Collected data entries
PR #4973, opened 2025-02-28
feat(backend): add list of partially allowed users

AntonioVentilii:
# Motivation

As recent requirement, we would like to check the user statistics of OISY, such as `query` endpoint `stats`.
However for now only controllers (that is none of OISY team) and a list of allowed principal (for example the Rewards canister) can use such endpoints, because they have the `caller_is_allowed` guard.
The same guard applies to some relevant `update` endpoints:

- `bulk_up`
- `migrate_user_data_to`
- `migration_stop_timer`
- `set_guards`
- `step_migration`
- `top_up_cycles_ledger`

So, instead of changing the guard or [adding some OISY team's principal in the allowed list](https://github.com/dfinity/oisy-wallet/pull/4971), we create a new list that has slightly less limitation than the normal users. For now, such list will be allowed to call the `stats` endpoint.

We keep the rest of the permissions the same.

# Changes

- Add `limited_callers` to the canister configs, as array of principals.
- Add the same to the initial arguments: both interface and building arguments files. For now it contains only my (@AntonioVentilii) principal.
- At the same time, we keep the old structure of initial argument for the `Update` tests.
- Create new guard `caller_is_limited_or_allowed` that permits both `allowed_callers` and `limited_callers`.
- Apply the guard to the `stats` endpoint.

# Tests

Provided tests for the `stats` endpoint.


src/shared/src/impls.rs
```diff
@@ -62,6 +62,7 @@ impl From<InitArg> for Config {
         let InitArg {
             ecdsa_key_name,
             allowed_callers,
+            limited_callers,
```
AntonioVentilii, line 65: other naming suggestions:

- partially_allowed_callers
- permitted_callers
- safe_callers
- query_only_callers

AntonioVentilii:
This solution will not be implemented. We will work the statistics directly through the Rewards canister.

AntonioVentilii:
We are revisiting this solution temporary

AntonioVentilii:
Closing it again since `ALLOWED_USERS` is enough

About this exercise:
Copy out each line of the data that includes the string "keep".

Exercise response:
We keep the rest of the permissions the same.
- At the same time, we keep the old structure of initial argument for the `Update` tests.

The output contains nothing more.